Though Wilders has remained steadfastly vague about the specific contents of his movie, saying he wants to maximize the "moment of the broadcast itself," he added that it will include "images and parts of real-time movies that really happen in the Netherlands and the U.K. and the Middle East, the intolerance of the Koran that is still alive and vivid today."
Wilders, raised Catholic but long an atheist, said he's working with professors who are experts on the Koran and Islamic culture, professional filmmakers and scriptwriters to complete his film, which he hopes to broadcast next month on "Nova," a popular news program on Dutch public television. If "Nova" refuses to air the program, he said, he will broadcast the movie using the air time his political party is guaranteed by the government.
The Dutch government, which is protecting Wilders, has publicly warned him about the potential for violence at the completion of his film and has expressed concern over his personal safety. The government is also concerned about peace within the country and interests abroad. In 2005, cartoons printed in a Danish newspaper led to Danish embassies being set on fire, multi-million-dollar anti-Danish consumer boycotts in the Middle East, and hundreds of deaths in riots across the Muslim world.
"The government is taking the announcement of this movie quite seriously," said Floris van Hovell, a spokesman for the Dutch Embassy in Washington, D.C. "Obviously, because the movie hasn't been made, we cannot say anything about the movie until the movie has been shown, but the message Mr. Wilders has told us he wants to portray is disturbing."
Asked if the government plans to beef up security, Van Hovell said he couldn't comment. But he did say that the government is making a concerted effort to reach out to the Muslim community in the Netherlands and the larger Muslim world.
"We're explaining that in the Netherlands you have freedom of expression, and that at the same time the Dutch government is very concerned about the message Mr. Wilders supposedly wants to portray in his movie," van Hovell said.
Wilders has requested additional personal security from the government.
Wilders' rhetoric may have struck a chord among a part of the Dutch population. One poll suggests that if elections were held today, his Freedom Party would win 26 seats in the 150-seat Tweede Kamer -- Holland's House of Representatives -- up from nine the party won last November.
Muslim reaction to Wilders' film has been predictably less supportive. Some are calling for it to be outlawed before it is broadcast, and groups of both Muslims and non-Muslims have publicly denounced the film.

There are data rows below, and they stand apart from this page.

PR #520, opened 2019-02-27
 Add support for guicursor

b-r-o-c-k:
This adds support for changing the cursor's color, blink rate, and shape by setting the `guicursor` option.


equalsraf:
Hi @b-r-o-c-k, thanks for this.

Do you know in which version the neovim api for the mode change was modified to include the index? We might have to retain part of the old code for handleModeChange.

b-r-o-c-k:
It looks like it was added in version 0.2 with this commit: neovim/neovim@9cdbbd49825561d642705990a2704b2241cf0584

YorickPeterse:
This would be nice to have, as especially the blinking of the cursor can get a little annoying. Is there anything holding this PR up (apart from the merge conflict)?

b-r-o-c-k:
The conflicts are resolved now and I believe it is ready to be merged.

equalsraf:
Trying this but my cursor is invisible, anyone else seeing it?

YorickPeterse:
I'm building this PR at the moment. In the mean time, I did see this warning that might be worth looking at:

```
/home/yorickpeterse/Projects/c++/neovim-qt/src/gui/shell.cpp: In lambda function:
/home/yorickpeterse/Projects/c++/neovim-qt/src/gui/shell.cpp:45:11: warning: enumeration value ‘Disabled’ not handled in switch [-Wswitch]
    switch (m_cursor_blink_state_) {
```

YorickPeterse:
It appears the cursor is also invisible for me by default. Using `set guicursor=a:block` does not appear to make a difference.

b-r-o-c-k:
There was a problem when I resolved the merge conflict so I rebased it now.
To change the cursor color you need to specify the highlight group name (e.g. `set guicursor=a:block-Cursor` to use the `Cursor` highlight group).

YorickPeterse:
I tested this and it's working now! :smile:

equalsraf:
Looking good on this end.

One question, should there be a default background/foreground color - in the terminal a guicursor is valid even if it does not specify a highlight group. Or perhaps we need to grab those from the Cursor group.

justinmk:
>  Or perhaps we need to grab those from the Cursor group.

Yes.

equalsraf:
Ok, in some cases the highlight id is 0, which is invalid according to `:h hlID()` and falls under the error case for that call (making the bg/fg invalid)

Tried to default to Cursor instead, but this does not seem right - I get a yellow cursor instead.(the colors seem to be reversed):

```
index 5de6076..55deb0f 100644
--- a/src/gui/shell.cpp
+++ b/src/gui/shell.cpp
@@ -684,7 +684,12 @@ void Shell::handleModeChange(qint64 mode_index)
 
        const auto hl_id = cursor_style.value("hl_id");
        if (!hl_id.isNull() && hl_id.canConvert<qint64>()) {
-               const auto req_cursor_hl = m_nvim->api3()->nvim_get_hl_by_id(hl_id.toLongLong(), true);
+               MsgpackRequest* req_cursor_hl;
+               if (hl_id.toLongLong() == 0) {
+                       req_cursor_hl = m_nvim->api3()->nvim_get_hl_by_name("Cursor", true);
+               } else {
+                       req_cursor_hl = m_nvim->api3()->nvim_get_hl_by_id(hl_id.toLongLong(), true);
+               }
                connect(req_cursor_hl, &MsgpackRequest::finished, m_nvim,
                        [this](quint32 msgid, quint64 f, const QVariant& r) {
                                const auto foreground = r.toMap().value("foreground");
```

justinmk:
> (the colors seem to be reversed):

Is that because `:hi Cursor` default is:

    Cursor         xxx guifg=bg guibg=fg

teto:
shouldnt this be closed now that there is https://github.com/equalsraf/neovim-qt/pull/623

"I think he's addicted to the attention of the media," said Zainab al-Touraihi, secretary-general of the Contact Body for Muslims, the official Muslim advisory body to the Dutch government. "He's doing it for political reasons, and I'm sure he's getting more and more votes. And that's the scary thing, actually."
She said she supported Wilders' right to make the movie, though she said she was certain it would be skewed and harmful to both Dutch Muslims and the Netherlands as a whole.

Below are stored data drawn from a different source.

PR #521, opened 2019-03-01
Use hollow block cursor when focus lost

equalsraf:


equalsraf:
Naturally, I forgot about insert mode :D it looks a little funky. And it seems like it is drawing the outside of the cursor space, while this is not a big deal we should probably fix it.

PR #526, opened 2019-03-23
Add support for floating-point font sizes

### LINKED ISSUE #221: "Invalid font height" error on non-integer font heights
Running the following command in neovim-qt (on `master` from a few minutes ago) gives an "Invalid font height" error:
```vim
GuiFont Input Mono:h10.5
```

----

According to the `guifont` help in `options.txt`:
```
	- takes these options in the font name:
		hXX - height is XX (points, can be floating-point)
```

"He would like to see that every Muslim woman is in prayers and held at home and that they have no rights, but he's not looking at Muslims these days," she said. "The Koran is a matter of interpretation, just like the Bible and the Torah. You need to interpret, not take it literally."
Al-Touraihi's group has long had a standing invitation to Wilders to speak to its members or take part in a debate. And Wilders has always ignored it, she said.

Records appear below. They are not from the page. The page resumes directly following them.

PR #543, opened 2019-05-27
Add support for 'ext_linegrid'

jgehrig:
This change adds support for the`ext_linegrid` UI protocol.

This change is motivated by a desire to add support form modal confirm dialogs in Neovim-Qt (close, save, open, etc). In the past, there wasn't a good way to do this. NeoVim does not emit events for `:confirm(...)`. However, `ext_messages` was added recently to address this (and to make the command-bar extensible).

Unfortunately for Neovim-Qt, `ext_messages` is only supported when `ext_linegrid` is enabled. Currently, Neovim-Qt only supports the legacy cell-based API.

The `ext_linegrid` API is off by default, and can be enabled via command-line:
        `neovim-qt --ext-linegrid`

The API renders most things correctly but is not yet 100%.

**Outstanding Issues:**
1. ext-linegrid cannot be enabled 'on-the-fly'
2. 'default_colors_set' do not update previously-painted cells.

**Issue 1**
I am not sure if this is a limitation of Neovim's API or a short-coming in my implementation. The map for "hl_attr" is not re-sent for styles that have already been painted with the cell-based API. The default style is then used in places where it should not be.

I addressed this by setting 'ext_linegrid' at ui_attach time with a command-line argument.

**Issue 2**
To see the issues with default color update, try changing your color scheme.

The new API leaves default color changes for the client to handle. The client must now decide what should be re-painted given the new default colors. This is a departure from the old API behavior, which guarantees stale default colors are overwritten.

I think this can be addressed via `ShellWidget` in a future commit. A function which re-paints any cells using the default colors must be added. Such a function could be called from within `handleDefaultColorsSet(...)`.

### DIFF
--- a/src/CMakeLists.txt
+++ b/src/CMakeLists.txt
@@ -8,6 +8,7 @@ set(NEOVIM_QT_SOURCES
   auto/neovimapi2.cpp
   auto/neovimapi3.cpp
   auto/neovimapi4.cpp
+  auto/neovimapi5.cpp
   auto/neovimapi6.cpp
   function.cpp
   msgpackiodevice.cpp
--- a/src/CMakeLists.txt
+++ b/src/CMakeLists.txt
@@ -2,7 +2,20 @@
 configure_file(version.h.in ${CMAKE_CURRENT_BINARY_DIR}/version.h)
 include_directories(${CMAKE_CURRENT_BINARY_DIR})
 
-set(NEOVIM_QT_SOURCES util.cpp neovimconnector.cpp neovimconnectorhelper.cpp function.cpp msgpackrequest.cpp msgpackiodevice.cpp auto/neovimapi0.cpp auto/neovimapi1.cpp auto/neovimapi2.cpp auto/neovimapi3.cpp auto/neovimapi4.cpp auto/neovimapi6.cpp)
+set(NEOVIM_QT_SOURCES
+  auto/neovimapi0.cpp
+  auto/neovimapi1.cpp
+  auto/neovimapi2.cpp
+  auto/neovimapi3.cpp
+  auto/neovimapi4.cpp
+  auto/neovimapi6.cpp
+  function.cpp
+  msgpackiodevice.cpp
+  msgpackrequest.cpp
+  neovimconnector.cpp
+  neovimconnectorhelper.cpp
+  util.cpp)
+
 if(WIN32)
   list(APPEND NEOVIM_QT_SOURCES stdinreader.cpp)
 endif()
--- a/src/auto/neovimapi5.cpp
+++ b/src/auto/neovimapi5.cpp
@@ -1,0 +1,5135 @@
+// Auto generated 2019-06-08 16:53:42.502897 from nvim API level:5
+#include "auto/neovimapi5.h"
+#include "neovimconnector.h"
+#include "msgpackrequest.h"
+#include "msgpackiodevice.h"
+#include "util.h"
+
+namespace NeovimQt {
+/* Unpack Neovim EXT types Window, Buffer Tabpage which are all
+ * uint64_t see Neovim:msgpack_rpc_to_
+ */
+QVariant unpackBufferApi5(MsgpackIODevice *dev, const char* in, quint32 size)
+{
+	msgpack_unpacked result;
+	msgpack_unpacked_init(&result);
+	msgpack_unpack_return ret = msgpack_unpack_next(&result, in, size, NULL);
+
+	QVariant variant;
+
+	if (ret == MSGPACK_UNPACK_SUCCESS) {
+		switch (result.data.type) {
+			case MSGPACK_OBJECT_NEGATIVE_INTEGER:
+				variant = (qint64)result.data.via.i64;
+				break;
+			case MSGPACK_OBJECT_POSITIVE_INTEGER:
+				variant = (quint64)result.data.via.u64;
+				break;
+			default:
+				// TODO it would be nice if we could call back MsgpackIoDevice method or primitive types here
+				qWarning() << "Unsupported type found for EXT type" << result.data.type << result.data;
+		}
+	}
+
+	msgpack_unpacked_destroy(&result);
+	return variant;
+}
+#define unpackWindowApi5 unpackBufferApi5
+#define unpackTabpageApi5 unpackBufferApi5
+
+NeovimApi5::NeovimApi5(NeovimConnector *c)
+:m_c(c)
+{
+	// EXT types
+		m_c->m_dev->registerExtType(0, unpackBufferApi5);
+		m_c->m_dev->registerExtType(1, unpackWindowApi5);
+		m_c->m_dev->registerExtType(2, unpackTabpageApi5);
+		connect(m_c->m_dev, &MsgpackIODevice::notification,
+			this, &NeovimApi5::neovimNotification);
+}
+
+// Slots
+MsgpackRequest* NeovimApi5::nvim_buf_line_count(int64_t buffer)
+{
+	MsgpackRequest *r = m_c->m_dev->startRequestUnchecked("nvim_buf_line_count", 1);
+	r->setFunction(NeovimApi5::NEOVIM_FN_NVIM_BUF_LINE_COUNT);
+	connect(r, &MsgpackRequest::finished, this, &NeovimApi5::handleResponse);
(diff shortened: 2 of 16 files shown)


jgehrig:
**Related issues:**
- Change would conflict with #494 
- Adds unimplemented feature from #445

bfredl:
> I am not sure if this is a limitation of Neovim's API or a short-coming in my implementation. The map for "hl_attr" is not re-sent for styles that have already been painted with the cell-based API. The default style is then used in places where it should not be.

I'm not sure what the issue is here. Items in the map is very rarely overwritten, only if the internal map becomes full. And then Nvim will also resend the affected cells.

> The new API leaves default color changes for the client to handle. The client must now decide what should be re-painted given the new default colors. This is a departure from the old API behavior, which guarantees stale default colors are overwritten.

The simple solution would be to just repaint everything, that is what the TUI does. Changing the default colors is rare.

jgehrig:
> I'm not sure what the issue is here. Items in the map is very rarely overwritten, only if the internal map becomes full. And then Nvim will also resend the affected cells.

I'm not sure if we're talking about the same thing? Sorry for the confusion...

Most of the settings for neovim-qt are modified in `nvim_gui_shim.vim`. I am unable to set `ext_linegrid` on the fly there. This is more limitation than problem/issue :)

The following example won't work:
```patch
--- a/src/gui/runtime/plugin/nvim_gui_shim.vim	Tue May 14 18:50:23 2019 -0400
+++ b/src/gui/runtime/plugin/nvim_gui_shim.vim	Sun May 26 01:51:00 2019 -0400
@@ -216,3 +216,8 @@
+
+function! s:GuiLineGrid(enable) abort
+	call rpcnotify(0, 'Gui', 'Option', 'LineGrid', a:enable)
+endfunction
+command! -nargs=1 GuiLineGrid call s:GuiLineGrid(<args>)

diff -r 57aa9ccef7bd src/gui/shell.cpp
--- a/src/gui/shell.cpp	Tue May 14 18:50:23 2019 -0400
+++ b/src/gui/shell.cpp	Sun May 26 01:51:00 2019 -0400
@@ -778,6 +798,8 @@
 		m_nvim->api2()->nvim_ui_set_option("ext_popupmenu", value.toBool());
 	} else if (name == "Cmdline") {
 	} else if (name == "Wildmenu") {
+	} else if (name == "LineGrid") {
+		m_nvim->api2()->nvim_ui_set_option("ext_linegrid", value.toBool());
 	} else {
 		qDebug() << "Unknown GUI Option" << name << value;
 	}
```
My fix for this is to set `ext_linegrid` before attaching the UI. An optional argument keeps `ext_linegrid` off by default.

> The simple solution would be to just repaint everything, that is what the TUI does. Changing the default colors is rare.
I will take a look at TUI for example code, thanks!

Anything that causes neovim to resend `grid_line` events will fix the display issue. I can manually trigger this with a window resize event. A hacky fix would be to re-size the window to the current window size.

Ideally, the refresh would be triggered via `ShellWidget` and require no additional `grid_line` input from neovim. It looks like this is possible, but may require modification to `ShellWidget`.

Also, the way `HighlightAttribute` stores default colors may need modification too. The functionality seems duplicate to `foreground()/background()/special()` anyways...

bfredl:
What would be the point of setting `ext_linegrid` "on the fly"? It is a protocol revision, not a feature. You can check if it is available in the metadata, if it is available there is no reason not to use it.

jgehrig:
>What would be the point of setting ext_linegrid "on the fly"? It is a protocol revision, not a feature. You can check if it is available in the metadata, if it is available there is no reason not to use it.

Setting the value "on the fly" isn't a necessity. This was merely an explanation as to why `ext_linegrid` is not modified via `nvim_gui_shim.vim` like most other settings.

The reason not to use it by default is stability on the Neovim-Qt side of things. Safer to make the feature opt-in at first, validate it, and then enable by default afterwards. However, this can easily be changed :)

Thanks!

equalsraf:
:+1:  on the approach for this.

First some high level points:

- I have no issues with the "on the fly" issue, several options can only be set on attachment
- any idea on which version ext_linegrid was first supported in nvim - I just ran this in 0.3.1 and got an unworkable UI. We may need a version check there (? 0.3.2 or 0.3.3).
- There is some overlap between shellwidget and HighlightAttribute (looks very similar to cell.h). I wonder if it makes sense to simply store the highlight attribute in the cell.

> Ideally, the refresh would be triggered via ShellWidget and require no additional grid_line input from neovim. It looks like this is possible, but may require modification to ShellWidget.

If it is infrequent I have no problem with this i.e. it is likely what happens when switching the colorscheme. This already happens when the background color is updated, a call to **update()** should suffice.

jgehrig:
Thanks! :smile:

>any idea on which version ext_linegrid was first supported in nvim - I just ran this in 0.3.1 and got an unworkable UI. We may need a version check there (? 0.3.2 or 0.3.3).

It looks like the feature existed as `ext_newgrid` for a short period of time, and is now supported as `ext_linegrid` for NeoVim 0.3.7+. The correct way to handle this is probably `Shell::handleSetOption(...)`, where we can enable the feature only when it is supported by the active NeoVim instance.

https://github.com/neovim/neovim/commit/43823acae279a09e4fb51407da86340a10714d38#diff-daa9e2681b8e40ea216038de23283f09

> If it is infrequent I have no problem with this i.e. it is likely what happens when switching the colorscheme. This already happens when the background color is updated, a call to update() should suffice.

Yes, the bug should only occur when the default colors are changed en mass.

It may be fixable if I handle default colors differently. I am not setting the default color via `ShellWidget`, instead I am storing the defaults fg/bg/sp as static values in `HighlightAttribte` and telling `ShellWidget` to paint the specific color. Performing default color handling in `ShellWidget` should help.

I will work on this, and report back...

>There is some overlap between shellwidget and HighlightAttribute (looks very similar to cell.h). I wonder if it makes sense to simply store the highlight attribute in the cell.

Regarding the overlap, I think we need both levels of abstraction. `HighlightAttribute` is intended to store the global highlight map specified by `ext_linegrid` protocol, and `Cell` is for storing the active values at any given cell.

In terms of storage for `Cell`, I agree it would be an improvement to store the `HighlightAttribute` object there. For example:
``` patch

struct Cell {
 ...
	QChar c;
+
+	HighlightAttribute hl_attr;
-	QColor foregroundColor, backgroundColor, specialColor;
-	bool bold, italic, underline, undercurl;
-	bool valid;
-	bool doubleWidth;
};
```
I would be happy to make the change above (or leave it alone), but would prefer to split it into a different Issue/PR.

bfredl:
> It looks like the feature existed as ext_newgrid for a short period of time, and is now supported as ext_linegrid for NeoVim 0.3.7+.

`ext_newgrid` was only in master, not in any released version. `ext_linegrid` is available since 0.3.2.

bfredl:
Though the canonical way to check for availability doesn't involve nvim version, instead the `ui_options` field of metadata should be used.

equalsraf:
Not sure if handleSetOption works for this.
Worst case scenario, you can use `nvim_apiN()` to get the api object. api level 5 seems to be 0.3.2. But apparently we never generated bindings for that version (:S only for api level 6 in e7eccc8a35054426d52ac77e7b76bff5ac215389).

So if anyway has a 0.3.2 lying around 

    make bindings NVIM=/path/to/nvim0.3.2

should create the files in src/autoneovimapi5. But using api6 is fine too.

I'm ok with leaving the cell changes to a followup PR.

jgehrig:
@bfredl Thanks for the version info!

jgehrig:
@equalsraf 
>Not sure if handleSetOption works for this.

You are correct.
The call to `handleSetOption()` occurs after the UI is attached, that won't work.

It looks like the "correct" way to handle this is to parse `nvim --api-info`. I will explore this route briefly.

If not, I can definitely make `nvim_apiN()` work.

> I'm ok with leaving the cell changes to a followup PR.

Sounds good. I will create an Issue/PR and link it here.

jgehrig:
Hey @equalsraf

The last commit makes persistently enabling this feature easier/cleaner.

~/.config/nvim-qt/nvim-qt.conf
```
[General]
ext_linegrid=true
```

I am not aware of any outstanding issues with the feature. It would be nice to get this checked in to master, so more people can use/test it.

Does you think this change needs any additional work before merge? Any other thoughts on ext_linegrid?

equalsraf:
Thanks @jgehrig this is great.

"If he really believed in these things, he would go out and sit with us and talk about issues, but he's never responded, so it's a one-man show and a one-way show," al-Touraihi said. "As a member of parliament, he can get every camera in front of him and say whatever he wants, but he never goes out for debates because I think he knows that he would lose voters."
For Wilders, though, all the criticism is just proof that he's on the right path.
"The reaction is proof of how much the movie is needed," he said. "This is not Morocco. We're living in the Kingdom of the Netherlands, a free country."